Work item: What is needed is the number of lines below that contain the string "model", with no other text.
Data extract below:
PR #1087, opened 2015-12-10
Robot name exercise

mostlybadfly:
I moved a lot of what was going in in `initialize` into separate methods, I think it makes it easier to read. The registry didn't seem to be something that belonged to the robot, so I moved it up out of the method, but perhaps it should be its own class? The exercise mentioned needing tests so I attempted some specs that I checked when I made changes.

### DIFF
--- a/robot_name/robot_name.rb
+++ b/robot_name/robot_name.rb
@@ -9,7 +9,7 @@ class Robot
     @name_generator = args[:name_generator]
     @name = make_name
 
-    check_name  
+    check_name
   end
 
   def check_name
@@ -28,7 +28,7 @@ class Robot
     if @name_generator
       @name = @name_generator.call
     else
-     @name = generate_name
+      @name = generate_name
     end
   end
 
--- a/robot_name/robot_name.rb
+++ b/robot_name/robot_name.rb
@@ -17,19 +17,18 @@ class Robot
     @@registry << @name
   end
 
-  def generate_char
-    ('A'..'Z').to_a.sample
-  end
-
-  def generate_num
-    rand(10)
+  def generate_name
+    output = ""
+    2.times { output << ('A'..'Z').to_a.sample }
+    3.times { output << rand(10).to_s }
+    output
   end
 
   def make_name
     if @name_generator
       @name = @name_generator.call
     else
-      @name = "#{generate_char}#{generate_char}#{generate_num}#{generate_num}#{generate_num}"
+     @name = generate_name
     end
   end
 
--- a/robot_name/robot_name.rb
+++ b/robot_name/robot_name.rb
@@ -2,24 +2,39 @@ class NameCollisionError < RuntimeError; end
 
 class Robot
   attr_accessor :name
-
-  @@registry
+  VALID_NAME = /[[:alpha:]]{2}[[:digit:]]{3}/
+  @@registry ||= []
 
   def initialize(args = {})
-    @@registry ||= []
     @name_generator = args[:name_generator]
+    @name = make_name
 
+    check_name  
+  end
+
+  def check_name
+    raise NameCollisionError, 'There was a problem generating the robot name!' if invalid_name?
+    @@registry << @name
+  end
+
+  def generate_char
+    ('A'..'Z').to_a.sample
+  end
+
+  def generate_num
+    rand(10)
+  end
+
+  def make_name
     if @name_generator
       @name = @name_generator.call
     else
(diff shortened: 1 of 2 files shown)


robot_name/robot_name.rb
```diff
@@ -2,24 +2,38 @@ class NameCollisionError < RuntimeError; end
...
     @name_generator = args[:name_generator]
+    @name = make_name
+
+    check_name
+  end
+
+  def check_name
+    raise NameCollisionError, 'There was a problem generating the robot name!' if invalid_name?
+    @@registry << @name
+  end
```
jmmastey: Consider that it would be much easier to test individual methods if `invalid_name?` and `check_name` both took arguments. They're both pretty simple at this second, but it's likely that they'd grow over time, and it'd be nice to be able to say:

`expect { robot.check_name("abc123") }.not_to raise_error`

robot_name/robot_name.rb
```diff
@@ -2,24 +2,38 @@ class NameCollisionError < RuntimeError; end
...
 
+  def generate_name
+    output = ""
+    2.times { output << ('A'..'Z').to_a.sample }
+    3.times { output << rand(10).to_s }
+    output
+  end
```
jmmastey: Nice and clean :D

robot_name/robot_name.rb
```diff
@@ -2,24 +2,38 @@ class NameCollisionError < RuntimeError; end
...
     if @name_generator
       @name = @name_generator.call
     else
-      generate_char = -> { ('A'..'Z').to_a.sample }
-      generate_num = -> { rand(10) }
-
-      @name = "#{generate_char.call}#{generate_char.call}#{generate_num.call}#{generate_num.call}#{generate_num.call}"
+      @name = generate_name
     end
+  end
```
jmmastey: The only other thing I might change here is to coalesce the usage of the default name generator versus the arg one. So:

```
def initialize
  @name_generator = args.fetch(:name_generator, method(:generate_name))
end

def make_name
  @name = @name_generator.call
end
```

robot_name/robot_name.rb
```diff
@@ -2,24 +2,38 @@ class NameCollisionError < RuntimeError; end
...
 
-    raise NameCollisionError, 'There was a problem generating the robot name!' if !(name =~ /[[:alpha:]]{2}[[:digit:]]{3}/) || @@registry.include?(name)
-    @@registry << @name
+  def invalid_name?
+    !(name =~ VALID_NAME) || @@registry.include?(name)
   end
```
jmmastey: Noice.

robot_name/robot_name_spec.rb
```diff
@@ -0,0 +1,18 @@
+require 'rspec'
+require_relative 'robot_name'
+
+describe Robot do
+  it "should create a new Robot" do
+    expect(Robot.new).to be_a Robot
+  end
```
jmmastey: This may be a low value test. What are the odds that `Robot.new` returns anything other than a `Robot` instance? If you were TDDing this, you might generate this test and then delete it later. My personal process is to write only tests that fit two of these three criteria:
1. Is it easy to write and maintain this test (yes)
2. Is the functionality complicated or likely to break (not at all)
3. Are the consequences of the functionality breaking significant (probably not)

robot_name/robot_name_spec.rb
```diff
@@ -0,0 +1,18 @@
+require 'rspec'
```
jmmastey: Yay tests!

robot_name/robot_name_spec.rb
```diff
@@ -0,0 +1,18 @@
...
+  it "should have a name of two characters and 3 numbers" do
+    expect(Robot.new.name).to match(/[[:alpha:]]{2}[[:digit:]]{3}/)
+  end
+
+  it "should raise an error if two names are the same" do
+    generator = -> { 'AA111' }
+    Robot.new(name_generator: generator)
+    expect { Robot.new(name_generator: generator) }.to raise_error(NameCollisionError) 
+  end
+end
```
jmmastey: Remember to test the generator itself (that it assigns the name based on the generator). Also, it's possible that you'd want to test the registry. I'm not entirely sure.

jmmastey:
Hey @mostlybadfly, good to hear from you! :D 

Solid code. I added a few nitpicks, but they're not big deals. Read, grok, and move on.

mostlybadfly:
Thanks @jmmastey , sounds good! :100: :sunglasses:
End of Data extract.
Data extract below:
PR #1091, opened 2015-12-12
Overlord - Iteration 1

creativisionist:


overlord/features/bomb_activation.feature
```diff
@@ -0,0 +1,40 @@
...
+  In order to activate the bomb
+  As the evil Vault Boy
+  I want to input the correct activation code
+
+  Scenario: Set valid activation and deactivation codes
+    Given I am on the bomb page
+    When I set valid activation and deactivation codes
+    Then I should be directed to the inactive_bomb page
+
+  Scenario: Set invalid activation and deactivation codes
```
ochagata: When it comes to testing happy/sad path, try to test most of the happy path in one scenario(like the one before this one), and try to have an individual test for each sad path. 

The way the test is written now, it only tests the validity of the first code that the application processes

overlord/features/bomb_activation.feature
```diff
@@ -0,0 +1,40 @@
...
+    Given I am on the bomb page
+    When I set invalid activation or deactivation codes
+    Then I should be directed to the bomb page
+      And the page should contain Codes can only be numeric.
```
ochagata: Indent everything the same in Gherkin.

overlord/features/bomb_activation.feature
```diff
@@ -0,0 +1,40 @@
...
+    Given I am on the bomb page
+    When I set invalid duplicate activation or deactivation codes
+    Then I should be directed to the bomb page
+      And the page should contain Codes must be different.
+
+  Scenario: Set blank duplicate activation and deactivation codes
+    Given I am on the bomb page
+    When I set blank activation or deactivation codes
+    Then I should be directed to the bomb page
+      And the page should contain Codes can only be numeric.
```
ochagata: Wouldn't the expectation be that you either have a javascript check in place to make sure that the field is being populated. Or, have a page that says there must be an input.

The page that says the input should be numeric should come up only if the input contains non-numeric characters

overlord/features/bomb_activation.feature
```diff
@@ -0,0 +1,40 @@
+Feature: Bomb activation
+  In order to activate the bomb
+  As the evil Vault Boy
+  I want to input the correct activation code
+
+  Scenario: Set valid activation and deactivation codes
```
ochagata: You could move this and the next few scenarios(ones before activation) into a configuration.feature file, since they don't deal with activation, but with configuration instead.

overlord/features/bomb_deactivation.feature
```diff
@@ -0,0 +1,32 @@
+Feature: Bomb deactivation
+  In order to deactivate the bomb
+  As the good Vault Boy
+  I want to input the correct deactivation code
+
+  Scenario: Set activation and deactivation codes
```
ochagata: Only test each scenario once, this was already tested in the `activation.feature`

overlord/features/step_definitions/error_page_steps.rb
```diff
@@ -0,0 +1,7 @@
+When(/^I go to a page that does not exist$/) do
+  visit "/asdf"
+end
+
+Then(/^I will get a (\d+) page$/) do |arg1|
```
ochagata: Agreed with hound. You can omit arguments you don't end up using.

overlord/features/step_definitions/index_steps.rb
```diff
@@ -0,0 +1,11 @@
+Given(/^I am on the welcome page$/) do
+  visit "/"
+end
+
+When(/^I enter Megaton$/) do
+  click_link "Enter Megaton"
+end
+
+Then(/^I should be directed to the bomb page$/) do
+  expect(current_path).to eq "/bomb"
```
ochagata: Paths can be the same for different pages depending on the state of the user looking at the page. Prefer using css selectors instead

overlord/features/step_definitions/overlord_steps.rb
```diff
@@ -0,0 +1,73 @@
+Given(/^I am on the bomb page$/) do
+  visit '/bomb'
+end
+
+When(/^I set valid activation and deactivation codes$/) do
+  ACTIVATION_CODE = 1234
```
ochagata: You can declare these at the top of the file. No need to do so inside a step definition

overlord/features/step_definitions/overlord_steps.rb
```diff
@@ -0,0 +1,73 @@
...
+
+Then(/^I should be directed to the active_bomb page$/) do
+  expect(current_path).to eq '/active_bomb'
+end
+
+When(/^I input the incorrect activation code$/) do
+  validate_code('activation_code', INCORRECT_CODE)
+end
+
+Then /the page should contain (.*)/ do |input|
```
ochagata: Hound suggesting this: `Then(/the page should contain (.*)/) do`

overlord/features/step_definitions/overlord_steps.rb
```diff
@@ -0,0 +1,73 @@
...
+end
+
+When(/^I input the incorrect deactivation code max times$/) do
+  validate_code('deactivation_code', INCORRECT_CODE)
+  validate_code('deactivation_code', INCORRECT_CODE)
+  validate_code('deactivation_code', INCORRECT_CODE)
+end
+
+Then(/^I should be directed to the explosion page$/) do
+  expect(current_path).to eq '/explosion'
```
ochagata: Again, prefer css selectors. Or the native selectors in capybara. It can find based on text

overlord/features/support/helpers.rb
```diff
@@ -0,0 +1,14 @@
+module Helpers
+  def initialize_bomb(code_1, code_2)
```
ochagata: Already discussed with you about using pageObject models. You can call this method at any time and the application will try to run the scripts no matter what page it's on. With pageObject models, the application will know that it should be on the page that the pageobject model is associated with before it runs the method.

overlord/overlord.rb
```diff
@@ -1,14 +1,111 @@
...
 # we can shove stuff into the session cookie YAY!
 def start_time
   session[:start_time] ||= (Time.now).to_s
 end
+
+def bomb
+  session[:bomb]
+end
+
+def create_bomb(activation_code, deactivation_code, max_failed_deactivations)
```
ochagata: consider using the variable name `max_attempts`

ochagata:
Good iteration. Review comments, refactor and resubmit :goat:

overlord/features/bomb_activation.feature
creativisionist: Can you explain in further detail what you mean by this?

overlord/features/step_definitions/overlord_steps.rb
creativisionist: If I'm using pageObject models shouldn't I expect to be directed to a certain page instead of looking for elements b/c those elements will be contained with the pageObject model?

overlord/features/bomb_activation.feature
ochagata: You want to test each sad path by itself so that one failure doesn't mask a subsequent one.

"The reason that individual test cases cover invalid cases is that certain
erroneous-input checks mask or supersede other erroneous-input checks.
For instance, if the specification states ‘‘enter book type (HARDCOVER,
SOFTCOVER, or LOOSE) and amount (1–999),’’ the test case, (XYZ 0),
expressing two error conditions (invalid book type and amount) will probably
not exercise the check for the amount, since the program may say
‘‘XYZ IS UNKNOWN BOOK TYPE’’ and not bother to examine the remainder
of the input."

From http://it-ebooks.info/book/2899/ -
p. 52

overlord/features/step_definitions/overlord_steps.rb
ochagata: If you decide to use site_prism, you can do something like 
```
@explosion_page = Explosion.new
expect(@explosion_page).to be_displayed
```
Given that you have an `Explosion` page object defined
End of Data extract.
Data extract below:
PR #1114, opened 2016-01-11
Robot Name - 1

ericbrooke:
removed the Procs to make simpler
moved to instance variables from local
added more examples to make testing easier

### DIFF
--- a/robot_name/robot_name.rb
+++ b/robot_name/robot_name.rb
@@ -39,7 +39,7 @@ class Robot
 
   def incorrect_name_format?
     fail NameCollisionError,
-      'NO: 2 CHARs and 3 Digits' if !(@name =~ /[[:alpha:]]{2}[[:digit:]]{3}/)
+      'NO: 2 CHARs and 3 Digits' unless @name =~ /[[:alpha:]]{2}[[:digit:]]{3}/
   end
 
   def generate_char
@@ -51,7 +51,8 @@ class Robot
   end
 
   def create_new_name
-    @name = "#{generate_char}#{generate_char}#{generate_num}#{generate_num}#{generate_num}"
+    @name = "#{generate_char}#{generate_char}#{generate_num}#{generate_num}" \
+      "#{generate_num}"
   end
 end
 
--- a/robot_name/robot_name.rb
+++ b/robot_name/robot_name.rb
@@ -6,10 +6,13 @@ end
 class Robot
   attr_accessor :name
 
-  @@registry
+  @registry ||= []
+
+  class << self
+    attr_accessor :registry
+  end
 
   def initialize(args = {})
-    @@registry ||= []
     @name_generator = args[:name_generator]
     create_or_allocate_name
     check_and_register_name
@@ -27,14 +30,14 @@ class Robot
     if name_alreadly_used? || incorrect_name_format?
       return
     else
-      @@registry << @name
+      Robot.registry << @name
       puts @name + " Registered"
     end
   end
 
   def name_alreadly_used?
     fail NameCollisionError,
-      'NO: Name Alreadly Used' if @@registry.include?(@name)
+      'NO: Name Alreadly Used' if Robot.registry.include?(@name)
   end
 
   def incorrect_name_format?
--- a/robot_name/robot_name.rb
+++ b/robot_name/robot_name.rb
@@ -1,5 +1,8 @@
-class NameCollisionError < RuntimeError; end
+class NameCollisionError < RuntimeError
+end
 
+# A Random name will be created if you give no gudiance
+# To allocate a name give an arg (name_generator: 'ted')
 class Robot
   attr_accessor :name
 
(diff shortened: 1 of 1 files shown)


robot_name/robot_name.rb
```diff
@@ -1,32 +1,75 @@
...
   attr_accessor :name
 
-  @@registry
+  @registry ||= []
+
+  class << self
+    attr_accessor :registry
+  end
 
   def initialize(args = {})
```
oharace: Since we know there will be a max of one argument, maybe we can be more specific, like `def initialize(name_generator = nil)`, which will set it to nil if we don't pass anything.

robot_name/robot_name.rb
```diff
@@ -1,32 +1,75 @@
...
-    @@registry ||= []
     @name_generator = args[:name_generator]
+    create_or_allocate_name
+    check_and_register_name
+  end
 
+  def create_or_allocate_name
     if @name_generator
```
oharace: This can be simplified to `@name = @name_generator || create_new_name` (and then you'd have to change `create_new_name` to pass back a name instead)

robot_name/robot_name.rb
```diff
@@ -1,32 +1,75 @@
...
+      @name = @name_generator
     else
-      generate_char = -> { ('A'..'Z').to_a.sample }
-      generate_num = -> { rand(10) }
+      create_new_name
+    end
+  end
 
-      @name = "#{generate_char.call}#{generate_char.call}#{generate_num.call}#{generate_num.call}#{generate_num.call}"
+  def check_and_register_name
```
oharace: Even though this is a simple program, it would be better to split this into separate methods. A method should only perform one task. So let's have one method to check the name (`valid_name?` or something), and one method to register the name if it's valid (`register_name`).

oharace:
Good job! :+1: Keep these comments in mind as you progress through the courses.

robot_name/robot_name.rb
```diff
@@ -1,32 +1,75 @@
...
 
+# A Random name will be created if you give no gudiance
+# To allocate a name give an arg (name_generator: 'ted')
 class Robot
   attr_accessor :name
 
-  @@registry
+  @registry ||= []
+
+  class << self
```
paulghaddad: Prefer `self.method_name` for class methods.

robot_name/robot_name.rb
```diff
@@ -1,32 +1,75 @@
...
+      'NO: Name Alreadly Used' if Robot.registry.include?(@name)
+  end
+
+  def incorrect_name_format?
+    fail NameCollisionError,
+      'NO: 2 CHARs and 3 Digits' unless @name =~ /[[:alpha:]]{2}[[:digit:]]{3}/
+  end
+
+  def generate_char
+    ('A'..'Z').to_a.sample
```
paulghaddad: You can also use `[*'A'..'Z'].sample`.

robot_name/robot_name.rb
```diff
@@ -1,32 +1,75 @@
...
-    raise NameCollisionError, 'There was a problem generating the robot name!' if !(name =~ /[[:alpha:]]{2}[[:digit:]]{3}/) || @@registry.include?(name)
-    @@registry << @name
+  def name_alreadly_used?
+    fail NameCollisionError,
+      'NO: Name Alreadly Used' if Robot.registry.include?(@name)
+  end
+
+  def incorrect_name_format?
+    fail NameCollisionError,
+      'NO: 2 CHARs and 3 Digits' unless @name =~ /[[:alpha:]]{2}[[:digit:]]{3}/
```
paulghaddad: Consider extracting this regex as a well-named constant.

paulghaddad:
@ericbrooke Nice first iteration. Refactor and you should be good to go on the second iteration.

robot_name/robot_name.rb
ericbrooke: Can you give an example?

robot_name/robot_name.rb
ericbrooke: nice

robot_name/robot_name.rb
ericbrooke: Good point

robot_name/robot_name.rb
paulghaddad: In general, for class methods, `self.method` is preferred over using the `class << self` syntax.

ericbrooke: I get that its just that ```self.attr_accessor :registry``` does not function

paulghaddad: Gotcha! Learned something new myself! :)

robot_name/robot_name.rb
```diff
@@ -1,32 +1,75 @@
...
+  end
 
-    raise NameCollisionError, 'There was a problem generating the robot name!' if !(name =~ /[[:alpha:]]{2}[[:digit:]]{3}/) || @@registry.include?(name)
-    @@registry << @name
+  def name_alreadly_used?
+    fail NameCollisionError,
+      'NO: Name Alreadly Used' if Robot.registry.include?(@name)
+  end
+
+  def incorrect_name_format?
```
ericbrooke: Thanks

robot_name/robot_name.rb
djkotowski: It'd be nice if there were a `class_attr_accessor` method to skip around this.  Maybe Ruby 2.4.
End of Data extract.
Problem solution: 2